Sequences spanning the leader-repeat junction mediate CRISPR adaptation to phage in Streptococcus thermophilus.

CRISPR-Cas systems are RNA-based immune systems that protect prokaryotes from invaders such as phages and plasmids. In adaptation, the initial phase of the immune response, short foreign DNA fragments are captured and integrated into host CRISPR loci to provide heritable defense against encountered foreign nucleic acids. Each CRISPR contains a ∼100-500 bp leader element that typically includes a transcription promoter, followed by an array of captured ∼35 bp sequences (spacers) sandwiched between copies of an identical ∼35 bp direct repeat sequence.

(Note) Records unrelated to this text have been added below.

PR #1847, opened 2020-04-25
feat(engine): hasAttribute() on LightningElement

### LINKED ISSUE #1810: Missing `hasAttribute()` on a component
### Description
The `hasAttribute()` function is undefined for a component instance.

#### Steps to Reproduce
1. In a component constructor try to check whether an attribute is set

```js
connectedCallback() {
  super.connectedCallback();
  if (!this.hasAttribute('ATTR')) {
    this.setAttribute('ATTR', 'VAL');
  }
}
```

#### Expected Results
Attribute is set when missing

#### Actual Results
```
TypeError: this.hasAttribute is not a function
```

### Browsers Affected
Chrome

### Version
No idea. I am using create-app (or something) command.

**Possible Solution**
Add `hasAtrribute()` to the element.

ekashida:
## Details

Fixes #1810

## GUS work item

W-7391508

### DIFF
--- a/packages/@lwc/engine/src/framework/base-lightning-element.ts
+++ b/packages/@lwc/engine/src/framework/base-lightning-element.ts
@@ -341,6 +341,18 @@ BaseLightningElementConstructor.prototype = {
         const wrappedListener = getWrappedComponentsListener(vm, listener);
         vm.elm.removeEventListener(type, wrappedListener, options);
     },
+    hasAttribute(): string | null {
+        const elm = getLinkedElement(this);
+        // Typescript does not like it when you treat the `arguments` object as an array
+        // @ts-ignore type-mismatch
+        return elm.hasAttribute.apply(elm, arguments);
+    },
+    hasAttributeNS(): string | null {
+        const elm = getLinkedElement(this);
+        // Typescript does not like it when you treat the `arguments` object as an array
+        // @ts-ignore type-mismatch
+        return elm.hasAttributeNS.apply(elm, arguments);
+    },
     removeAttribute(attrName: string) {
         const elm = getLinkedElement(this);
         unlockAttribute(elm, attrName);
--- a/packages/@lwc/engine/src/framework/base-lightning-element.ts
+++ b/packages/@lwc/engine/src/framework/base-lightning-element.ts
@@ -341,29 +341,6 @@ BaseLightningElementConstructor.prototype = {
         const wrappedListener = getWrappedComponentsListener(vm, listener);
         vm.elm.removeEventListener(type, wrappedListener, options);
     },
-    setAttributeNS(ns: string | null, attrName: string, _value: string) {
-        const elm = getLinkedElement(this);
-        if (process.env.NODE_ENV !== 'production') {
-            const vm = getAssociatedVM(this);
-            assert.isFalse(
-                isBeingConstructed(vm),
-                `Failed to construct '${getComponentTag(vm)}': The result must not have attributes.`
-            );
-        }
-        unlockAttribute(elm, attrName);
-        // Typescript does not like it when you treat the `arguments` object as an array
-        // @ts-ignore type-mismatch
-        elm.setAttributeNS.apply(elm, arguments);
-        lockAttribute(elm, attrName);
-    },
-    removeAttributeNS(ns: string | null, attrName: string) {
-        const elm = getLinkedElement(this);
-        unlockAttribute(elm, attrName);
-        // Typescript does not like it when you treat the `arguments` object as an array
-        // @ts-ignore type-mismatch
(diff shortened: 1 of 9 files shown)


packages/@lwc/engine/src/framework/base-lightning-element.ts
```diff
@@ -341,19 +341,24 @@ BaseLightningElementConstructor.prototype = {
         const wrappedListener = getWrappedComponentsListener(vm, listener);
         vm.elm.removeEventListener(type, wrappedListener, options);
     },
-    setAttributeNS(ns: string | null, attrName: string, _value: string) {
+    hasAttribute(): string | null {
```
caridy, line 344: learned something new recently, you can reuse the types from another method by using something like this:

```ts
hasAttribute(this: LightningElement, ...[attr]: Parameters<typeof Element.prototype.hasAttribute>): ReturnType<typeof Element.prototype.hasAttribute> {
        const elm = getElementFrom(this);
        return elm.hasAttribute.apply(elm, arguments);
    }
```

what this does is that it will use the type declaration for arguments and return value from `Element.prototype.hasAttribute`, so you don't have to duplicate that here.

caridy: more info about this here: https://2ality.com/2020/04/typing-functions-typescript.html#checking-function-declarations-(extravagant)

packages/@lwc/engine/src/framework/base-lightning-element.ts
```diff
@@ -341,19 +341,24 @@ BaseLightningElementConstructor.prototype = {
...
+        const elm = getLinkedElement(this);
+        // Typescript does not like it when you treat the `arguments` object as an array
+        // @ts-ignore type-mismatch
+        return elm.hasAttribute.apply(elm, arguments);
+    },
+    hasAttributeNS(): string | null {
+        const elm = getLinkedElement(this);
```
caridy, line 351: after looking at the existing code, the lock/unlock is only in place to avoid the infinite loop when reflecting attributes and props. based on that assumption, it is safe to say that when observing attributes (has/get/etc), we don't need this. It is only needed when mutating the attributes.

packages/integration-karma/test/component/LightningElement.hasAttribute/index.spec.js
```diff
@@ -0,0 +1,14 @@
+import { createElement } from 'lwc';
+
+import Test from 'x/test';
+
+it('should return false if attribute is not present', () => {
+    const elm = createElement('x-test', { is: Test });
+    expect(elm.hasAttribute('foo')).toBeFalse();
```
caridy, line 7: I don't think these tests are testing the change in this PR, the change is to enable the new method from within the component, in constructor, in connected callback, in rendered callback, etc.

packages/@lwc/engine/src/framework/base-lightning-element.ts
pmdartus: Instead of extracting the method's parameters and return types, I would rather prefer using the `Pick` typescript operator to create a subset of the `Element` interfaces and make the base class implement this interface. This would avoid the repetition: [playground](https://www.typescriptlang.org/play/index.html?ssl=17&ssc=2&pln=1&pc=1#code/C4TwDgpgBAogNhAthAdsAKgCwgcQPZ4AmACgIYBOwAzlALxTECWAxgNYA88SqwANFAHIA5hGABBYMHKMARgFdgEAVAA+gqqIlTZCpasGZSVLdPmKBAPgDcAKBvM4RmgBlGQzMBSMUQrsjRQjIhgCP7UsKE8WLgEJBThAN42UClQzHgoVFJyzMB45AAUyaklYNIAbqSKUBBwiABcEdxoxSkAlFAJUAC+diUi4pKmugUopMiNWdI+HV2tJVDkonLkKFDAmIxUAHS1iNsDJjqKo+MQbbYlvSWGxkPHEKcTUFPeQrPzJUvAK2sbW7s6ttbkczI8xsgLvNrqkNINtGCnhBJtofPxKnA5MiXqj3p0oJ9Ut9futNjs9ts4aCRhCIOjSJjzpdUr1ukA)

```ts
type ElementTheGoodParts = Pick<Element, 'getAttribute' | 'setAttribute' | 'hasAttribute'>;

class LightningElement implements ElementTheGoodParts {
    constructor(
        private elm: Element
    ) { }

    getAttribute(name: string) { 
        return this.elm.getAttribute(name);
    }
    hasAttribute(name: string) {
        return this.elm.hasAttribute(name);
    }
    setAttribute(name: string, value: string) { 
        return this.elm.setAttribute(name, value);
    }
}
```

ekashida: Will address types in another PR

New spacers are added immediately downstream of the leader. Here, we have analyzed adaptation to phage infection in Streptococcus thermophilus at the CRISPR1 locus to identify cis-acting elements essential for the process. We show that the leader and a single repeat of the CRISPR locus are sufficient for adaptation in this system. Moreover, we identified a leader sequence element capable of stimulating adaptation at a dormant repeat. We found that sequences within 10 bp of the site of integration, in both the leader and repeat of the CRISPR, are required for the process. Our results indicate that information at the CRISPR leader-repeat junction is critical for adaptation in this Type II-A system and likely other CRISPR-Cas systems.